EXERCISE INSTRUCTIONS - Which lines of the records below contain the string "never"? Report each of them.

▼▼▼

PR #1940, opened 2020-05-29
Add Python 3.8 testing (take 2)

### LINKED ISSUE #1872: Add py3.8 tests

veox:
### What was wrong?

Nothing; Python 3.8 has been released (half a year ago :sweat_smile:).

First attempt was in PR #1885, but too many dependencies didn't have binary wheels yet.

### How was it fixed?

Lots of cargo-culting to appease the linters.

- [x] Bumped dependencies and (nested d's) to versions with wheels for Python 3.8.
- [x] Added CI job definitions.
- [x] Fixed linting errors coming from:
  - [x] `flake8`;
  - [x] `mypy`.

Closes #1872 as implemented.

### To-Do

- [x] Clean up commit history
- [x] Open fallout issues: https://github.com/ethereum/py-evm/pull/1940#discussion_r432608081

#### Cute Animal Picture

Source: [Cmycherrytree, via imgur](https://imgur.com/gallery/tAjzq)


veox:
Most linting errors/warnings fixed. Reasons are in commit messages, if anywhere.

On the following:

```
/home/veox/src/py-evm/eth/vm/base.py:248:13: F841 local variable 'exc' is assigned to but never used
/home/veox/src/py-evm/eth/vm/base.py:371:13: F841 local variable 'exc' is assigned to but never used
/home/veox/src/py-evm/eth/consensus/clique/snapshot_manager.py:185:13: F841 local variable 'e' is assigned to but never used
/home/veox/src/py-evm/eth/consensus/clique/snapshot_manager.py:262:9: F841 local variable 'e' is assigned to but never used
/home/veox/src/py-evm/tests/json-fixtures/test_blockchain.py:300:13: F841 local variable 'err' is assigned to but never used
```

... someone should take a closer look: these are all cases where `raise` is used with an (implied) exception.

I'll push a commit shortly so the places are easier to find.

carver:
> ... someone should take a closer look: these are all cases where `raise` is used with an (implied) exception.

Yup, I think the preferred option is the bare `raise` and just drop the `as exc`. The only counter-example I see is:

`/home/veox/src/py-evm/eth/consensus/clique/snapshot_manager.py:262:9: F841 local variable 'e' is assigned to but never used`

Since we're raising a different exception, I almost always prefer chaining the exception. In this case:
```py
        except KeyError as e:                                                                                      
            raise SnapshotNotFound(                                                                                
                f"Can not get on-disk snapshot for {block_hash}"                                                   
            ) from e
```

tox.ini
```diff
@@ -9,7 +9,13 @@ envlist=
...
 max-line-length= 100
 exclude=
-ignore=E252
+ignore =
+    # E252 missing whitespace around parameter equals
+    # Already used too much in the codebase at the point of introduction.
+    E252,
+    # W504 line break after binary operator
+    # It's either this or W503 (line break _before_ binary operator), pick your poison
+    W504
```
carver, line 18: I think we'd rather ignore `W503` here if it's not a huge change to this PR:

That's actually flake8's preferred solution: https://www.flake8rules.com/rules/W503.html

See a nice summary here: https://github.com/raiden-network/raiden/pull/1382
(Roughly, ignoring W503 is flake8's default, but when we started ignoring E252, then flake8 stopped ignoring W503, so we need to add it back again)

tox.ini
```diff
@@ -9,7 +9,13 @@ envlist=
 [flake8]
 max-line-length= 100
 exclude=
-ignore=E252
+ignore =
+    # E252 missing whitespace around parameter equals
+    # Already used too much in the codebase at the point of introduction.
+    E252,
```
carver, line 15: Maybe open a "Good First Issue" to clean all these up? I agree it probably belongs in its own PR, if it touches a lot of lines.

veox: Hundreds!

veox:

▲▲▲
▼▼▼

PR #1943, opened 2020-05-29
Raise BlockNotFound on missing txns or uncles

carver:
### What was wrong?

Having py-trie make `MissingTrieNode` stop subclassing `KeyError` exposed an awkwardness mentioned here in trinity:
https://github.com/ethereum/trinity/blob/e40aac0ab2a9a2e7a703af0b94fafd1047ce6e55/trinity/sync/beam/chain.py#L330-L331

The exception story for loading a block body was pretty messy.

▲▲▲

ANSWER SPACE -
/home/veox/src/py-evm/eth/vm/base.py:248:13: F841 local variable 'exc' is assigned to but never used
/home/veox/src/py-evm/eth/vm/base.py:371:13: F841 local variable 'exc' is assigned to but never used
/home/veox/src/py-evm/eth/consensus/clique/snapshot_manager.py:185:13: F841 local variable 'e' is assigned to but never used
/home/veox/src/py-evm/eth/consensus/clique/snapshot_manager.py:262:9: F841 local variable 'e' is assigned to but never used
/home/veox/src/py-evm/tests/json-fixtures/test_blockchain.py:300:13: F841 local variable 'err' is assigned to but never used
`/home/veox/src/py-evm/eth/consensus/clique/snapshot_manager.py:262:9: F841 local variable 'e' is assigned to but never used`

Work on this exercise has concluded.